[Start of section]

PR #113, opened 2022-09-27
Add NSXServiceAccount CRD

gran-vmv:
Signed-off-by: gran <gran@vmware.com>

PR #160, opened 2022-12-05
IPPool controller added

zhengxiexie:


pkg/nsx/services/ippool/ippool.go
```diff
@@ -0,0 +1,213 @@
...
+
+func (service *IPPoolService) Operate(nsxIPPool *model.IpAddressPool, nsxIPSubnets []*model.IpAddressPoolBlockSubnet, IPPoolUpdated bool, IPPoolSubnetsUpdated bool) error {
+	if !IPPoolUpdated && !IPPoolSubnetsUpdated {
+		return nil
+	}
+	infraIPPool, err := service.WrapHierarchyIPPool(nsxIPPool, nsxIPSubnets)
+	if err != nil {
+		return err
+	}
+	err = service.NSXClient.ProjectInfraClient.Patch("default", "project-1", *infraIPPool, &EnforceRevisionCheckParam)
```
lxiaopei, line 111: we need to depend on "type" in IPPool CRD to see where the NSX IP Pool be created, under global /infra for "public type" or  project /projects/project/id/infra for "private type".

zhengxiexie: OK, I'll check it.

pkg/controllers/ippool/ippool_controller.go
```diff
@@ -0,0 +1,183 @@
...
+func (r *Reconciler) Reconcile(ctx context.Context, req ctrl.Request) (ctrl.Result, error) {
+	obj := &v1alpha2.IPPool{}
+	log.Info("reconciling ippool CR", "ippool", req.NamespacedName)
+	if err := r.Client.Get(ctx, req.NamespacedName, obj); err != nil {
+		log.Error(err, "unable to fetch ippool CR", "req", req.NamespacedName)
+		return resultNormal, client.IgnoreNotFound(err)
+	}
+	if obj.ObjectMeta.DeletionTimestamp.IsZero() {
+		if !controllerutil.ContainsFinalizer(obj, servicecommon.FinalizerName) {
+			controllerutil.AddFinalizer(obj, servicecommon.FinalizerName)
```
heypnus, line 61: The value of `FinalizerName` is `"securitypolicy.nsx.vmware.com/finalizer"`, which is specific for security policy, I think.

pkg/nsx/client.go
```diff
@@ -72,10 +82,15 @@ func GetClient(cf *config.NSXOperatorConfig) *Client {
 	cluster, _ := NewCluster(c)
 
 	queryClient := search.NewQueryClient(restConnector(cluster))
+	projectQueryClient := projectsearch.NewQueryClient(restConnector(cluster))
 	groupClient := domains.NewGroupsClient(restConnector(cluster))
 	securityClient := domains.NewSecurityPoliciesClient(restConnector(cluster))
 	ruleClient := security_policies.NewRulesClient(restConnector(cluster))
 	infraClient := nsx_policy.NewInfraClient(restConnector(cluster))
+	projectInfraClient := projects.NewInfraClient(restConnector(cluster))
+	ippoolClient := infra.NewIpPoolsClient(restConnector(cluster))
```
heypnus, line 91: `ippoolClient` -> `ipPoolClient`

pkg/nsx/services/common/store.go
```diff
@@ -152,3 +152,42 @@ func (service *Service) InitializeResourceStore(wg *sync.WaitGroup, fatalErrors
...
+
+	tagScopeClusterKey := strings.Replace(TagScopeCluster, "/", "\\/", -1)
+	tagScopeClusterValue := strings.Replace(service.NSXClient.NsxConfig.Cluster, ":", "\\:", -1)
+	tagParam := fmt.Sprintf("tags.scope:%s AND tags.tag:%s", tagScopeClusterKey, tagScopeClusterValue)
+	resourceParam := fmt.Sprintf("%s:%s", ResourceType, resourceTypeValue)
+	queryParam := resourceParam + " AND " + tagParam
+
+	var cursor *string = nil
+	for {
+		response, err := service.NSXClient.ProjectQueryClient.List("default", "project-1", queryParam, cursor, nil, Int64(PageSize), nil, nil)
```
heypnus, line 169: temporary parameters for debugging?

pkg/nsx/services/common/store.go
```diff
@@ -152,3 +152,42 @@ func (service *Service) InitializeResourceStore(wg *sync.WaitGroup, fatalErrors
 		}
 	}
 }
+
+// InitializeProjectResourceStore is the method to query all the various resources from nsx-t side and
+// save them to the store, we could use it to cache all the resources when process starts.
+func (service *Service) InitializeProjectResourceStore(wg *sync.WaitGroup, fatalErrors chan error, resourceTypeValue string, store Store) {
```
heypnus, line 158: It seems that the existing func `InitializeResourceStore` also does the same thing. What's the difference?

pkg/nsx/services/ippool/ippool.go
zhengxiexie: Done, leaved some TODOs.

cmd/main.go
```diff
@@ -8,6 +8,8 @@ import (
 	"os"
 	"time"
 
+	"github.com/vmware-tanzu/nsx-operator/pkg/logger"
+
```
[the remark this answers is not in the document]
zhengxiexie: ok

build/yaml/crd/nsx.vmware.com_ippools.yaml
```diff
@@ -0,0 +1,160 @@
...
+spec:
+  group: nsx.vmware.com
+  names:
+    kind: IPPool
+    listKind: IPPoolList
+    plural: ippools
+    singular: ippool
+  scope: Namespaced
+  versions:
+  - name: v1alpha1
```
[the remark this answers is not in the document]
zhengxiexie: Automatically generating is just an additional tool, we decide the definition, I think it's better to keep the evolution of the version for us to track the change though version 1 is not in nsx-operator, considering ncp is going to migrate to nsx-operator, we could keep all the redundant information.  @lxiaopei How do you think?

pkg/controllers/ippool/ippool_controller.go
```diff
@@ -0,0 +1,183 @@
+/* Copyright © 2021 VMware, Inc. All Rights Reserved.
```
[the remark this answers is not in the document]
zhengxiexie: ok

pkg/controllers/ippool/ippool_controller.go
```diff
@@ -0,0 +1,183 @@
...
+	"github.com/vmware-tanzu/nsx-operator/pkg/metrics"
+	servicecommon "github.com/vmware-tanzu/nsx-operator/pkg/nsx/services/common"
+	"github.com/vmware-tanzu/nsx-operator/pkg/nsx/services/ippool"
+)
+
+var (
+	log           = logger.Log
+	resultNormal  = common.ResultNormal
+	resultRequeue = common.ResultRequeue
+	MetricResType = common.MetricResTypeSecurityPolicy
```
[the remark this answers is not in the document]
zhengxiexie: ok

pkg/controllers/ippool/ippool_controller.go
zhengxiexie: ok, Thanks~~

pkg/nsx/client.go
zhengxiexie: good

pkg/nsx/services/common/store.go
zhengxiexie: I updated it, and leaved TODOs.

pkg/nsx/services/common/store.go
zhengxiexie: I also refactored it at https://github.com/vmware-tanzu/nsx-operator/pull/172/files

pkg/nsx/services/ippool/builder.go
```diff
@@ -0,0 +1,95 @@
...
+	"github.com/vmware-tanzu/nsx-operator/pkg/nsx/services/common"
+	"github.com/vmware-tanzu/nsx-operator/pkg/util"
+)
+
+var (
+	Int64  = common.Int64
+	String = common.String
+)
+
+func (service *IPPoolService) BuildIPPool(IPPool *v1alpha2.IPPool) (*model.IpAddressPool, []*model.IpAddressPoolBlockSubnet) {
```
heypnus, line 18: Can we only return one variable ippool? The concern is that we'd better keep a unify common style. My thinking is that we'd better had a function template likes as follow:
```
func (service *<CRD name>Service) Build<CRD name>(<CRD name> *<api version>.<CRD name>) (*model.<NSX resource type>) {
    return &model.<NSX resource type>{
        // TODO: add properties here
    }
}
```
What's your opinion?

build/image/photon/Dockerfile
```diff
@@ -1,4 +1,4 @@
-FROM golang:1.17.7 as golang-build
+FROM golang:1.19.5 as golang-build
```
heypnus, line 1: Don't change it without solid confirm.

pkg/apis/v1alpha2/ippool_types.go
```diff
@@ -0,0 +1,79 @@
...
+	// Subnets defines subnets allocation result.
+	Subnets []SubnetResult `json:"subnets"`
+	// Conditions defines current state of the IPPool.
+	Conditions []v1alpha1.Condition `json:"conditions"`
+}
+
+// SubnetRequest defines the subnet allocation request.
+type SubnetRequest struct {
+	// PrefixLength defines prefix length for this subnet.
+	// +optional
```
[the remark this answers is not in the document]
zhengxiexie: ok

pkg/controllers/ippool/ippool_controller.go
```diff
@@ -0,0 +1,183 @@
...
+}
+
+func containsString(source []string, target string) bool {
+	for _, item := range source {
+		if item == target {
+			return true
+		}
+	}
+	return false
+}
```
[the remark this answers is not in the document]
zhengxiexie: ok

pkg/controllers/ippool/ippool_controller.go
```diff
@@ -0,0 +1,183 @@
...
+	if obj.ObjectMeta.DeletionTimestamp.IsZero() {
+		if !controllerutil.ContainsFinalizer(obj, servicecommon.IPPoolFinalizerName) {
+			controllerutil.AddFinalizer(obj, servicecommon.IPPoolFinalizerName)
+			if err := r.Client.Update(ctx, obj); err != nil {
+				return resultRequeue, err
+			}
+			log.V(1).Info("added finalizer on ippool CR", "ippool", req.NamespacedName)
+		}
+
+		subnetCidrUpdated, ipPoolSubnetsUpdated, err := r.Service.CreateOrUpdateIPPool(obj)
```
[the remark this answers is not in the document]
zhengxiexie: I have tried several ways to do this logic and found this one is the most concise, this is different from security policy.
subnetCidrUpdated and ipPoolSubnetsUpdated are very vital to the status updated and Service.FullyRealized(obj) is also vital to control if we would put back obj to queue since some subnets are not realized. In this way, we can return partial realized subnets to user in advance even though partial are not realized. We leverage resultRequeue to implement gradually realizing.

pkg/controllers/ippool/ippool_controller.go
```diff
@@ -0,0 +1,183 @@
...
+		if err != nil {
+			log.Error(err, "operate failed, would retry exponentially", "ippool", req.NamespacedName)
+			return resultRequeue, err
+		}
+		if !r.Service.FullyRealized(obj) {
+			if subnetCidrUpdated || ipPoolSubnetsUpdated {
+				err = r.Client.Status().Update(ctx, obj)
+				if err != nil {
```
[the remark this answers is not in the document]
zhengxiexie: Yes, I have not done the metric, I will supply later.

pkg/controllers/ippool/ippool_controller.go
```diff
@@ -0,0 +1,183 @@
...
+					return resultRequeue, err
+				}
+				log.Info("successfully reconcile ippool CR", "ippool", obj)
+			} else {
+				log.Info("full realized already, and resources are not changed, skip updating them", "obj", obj)
+			}
+		}
+	} else {
+		if containsString(obj.GetFinalizers(), servicecommon.IPPoolFinalizerName) {
```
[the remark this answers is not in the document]
zhengxiexie: good

pkg/nsx/services/ippool/builder.go
zhengxiexie: Then security policy also requires change, much effort needed, perhaps.

build/image/photon/Dockerfile
zhengxiexie: Oh, I don't know when make mess here.

pkg/controllers/ippool/ippool_controller.go
```diff
@@ -0,0 +1,183 @@
...
+		}
+
+		log.V(2).Info("ippool garbage collector", "nsxIPPoolSet", nsxIPPoolSet, "CRIPPoolSet", CRIPPoolSet)
+
+		for elem := range nsxIPPoolSet {
+			if CRIPPoolSet.Has(elem) {
+				continue
+			}
+			log.Info("GC collected ip pool CR", "UID", elem)
+			err = r.Service.DeleteIPPool(types.UID(elem))
```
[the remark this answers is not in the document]
zhengxiexie: OK, I will supply metric today.

pkg/apis/v1alpha2/ippool_types.go
```diff
@@ -0,0 +1,78 @@
...
+type IPPoolList struct {
+	metav1.TypeMeta `json:",inline"`
+	metav1.ListMeta `json:"metadata,omitempty"`
+	Items           []IPPool `json:"items"`
+}
+
+// IPPoolSpec defines the desired state of IPPool.
+type IPPoolSpec struct {
+	// Type defines the type of this IPPool, public or private.
+	// +kubebuilder:validation:Enum=public;private
```
lxiaopei, line 36: pls change to external or private.

pkg/nsx/services/ippool/ippool.go
```diff
@@ -0,0 +1,225 @@
...
+	if !IPPoolUpdated && !IPPoolSubnetsUpdated {
+		return nil
+	}
+	infraIPPool, err := service.WrapHierarchyIPPool(nsxIPPool, nsxIPSubnets)
+	if err != nil {
+		return err
+	}
+
+	// Get IPPool Type from nsxIPPool
+	IPPoolType := "public"
```
lxiaopei, line 109: use a constant instead of hard-coded string.

pkg/nsx/services/ippool/ippool.go
```diff
@@ -0,0 +1,225 @@
...
+	}
+
+	// TODO: decide org and project by ns, public or private to do
+	if IPPoolType == "private" {
+		// TODO: Get the org name and project name from IPPool's namespace
+		err = service.NSXClient.ProjectInfraClient.Patch("default", "project-1", *infraIPPool, &EnforceRevisionCheckParam)
+	} else if IPPoolType == "public" {
+		err = service.NSXClient.InfraClient.Patch(*infraIPPool, &EnforceRevisionCheckParam)
+	}
+	if err != nil {
```
lxiaopei, line 124: with the above API, I suppose only IPPool is created? which part of code is to create the block subnets for the IpPool?

pkg/apis/v1alpha2/ippool_types.go
zhengxiexie: ok

pkg/nsx/services/ippool/ippool.go
zhengxiexie: ok

pkg/nsx/services/ippool/ippool.go
zhengxiexie: In AcquireRealizedSubnetIP method.

pkg/controllers/ippool/ippool_controller.go
```diff
@@ -0,0 +1,249 @@
...
+		return resultNormal, client.IgnoreNotFound(err)
+	}
+
+	// TODO: Since IPPool v1alpha2 service can only be activated from NSX 4.1.0 onwards,
+	// So need to check NSX version before starting IPPool reconcile
+	//if !r.Service.NSXClient.NSXCheckVersionForStaticRoute() {
+	//	err := errors.New("NSX version check failed, IPPool v1alpha2 is not supported")
+	//	updateFail(r, &ctx, obj, &err)
+	//	if NSX version check fails, it will be put back to reconcile queue and be reconciled after 5 minutes
+	//return ResultRequeueAfter5mins, nil
```
lxiaopei, line 118: why we remove this?

pkg/nsx/services/ippool/ippool.go
```diff
@@ -0,0 +1,252 @@
...
+	realizedSubnets, subnetCidrUpdated, e := service.AcquireRealizedSubnetIP(obj)
+	if e != nil {
+		return false, false, e
+	}
+	obj.Status.Subnets = realizedSubnets
+	return subnetCidrUpdated, ipPoolSubnetsUpdated, nil
+}
+
+func (service *IPPoolService) Operate(nsxIPPool *model.IpAddressPool, nsxIPSubnets []*model.IpAddressPoolBlockSubnet, IPPoolUpdated bool, IPPoolSubnetsUpdated bool) error {
+	if !IPPoolUpdated && !IPPoolSubnetsUpdated {
```
lxiaopei, line 105: can we change to if !(IPPoolUpdated  || IPPoolSubnetsUpdated )?

pkg/nsx/services/ippool/builder.go
```diff
@@ -0,0 +1,108 @@
...
+	return &model.IpAddressPool{
+		Id:          String(service.buildIPPoolID(IPPool)),
+		DisplayName: String(service.buildIPPoolName(IPPool)),
+		Tags:        service.buildIPPoolTags(IPPool),
+	}, service.buildIPSubnets(IPPool)
+}
+
+func (service *IPPoolService) buildIPPoolID(IPPool *v1alpha2.IPPool) string {
+	return strings.Join([]string{"ipc", string(IPPool.UID)}, "_")
```
lxiaopei, line 29: When create new IPPool CRD, I do not see UID filed in the CR.

pkg/nsx/services/ippool/builder.go
```diff
@@ -0,0 +1,108 @@
...
+		IPSubnet := service.buildIPSubnet(IPPool, subnetRequest)
+		if IPSubnet != nil {
+			IPSubnets = append(IPSubnets, IPSubnet)
+		}
+	}
+	return IPSubnets
+}
+
+func (service *IPPoolService) buildIPSubnetID(IPPool *v1alpha2.IPPool, subnetRequest *v1alpha2.SubnetRequest) string {
+	return strings.Join([]string{"ibs", string(IPPool.UID), subnetRequest.Name}, "_")
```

[End of section]

ABOUT THIS EXERCISE:
Among the lines above, list those that contain the word "tagParam".

COMPLETED TASK:
+	tagParam := fmt.Sprintf("tags.scope:%s AND tags.tag:%s", tagScopeClusterKey, tagScopeClusterValue)
+	queryParam := resourceParam + " AND " + tagParam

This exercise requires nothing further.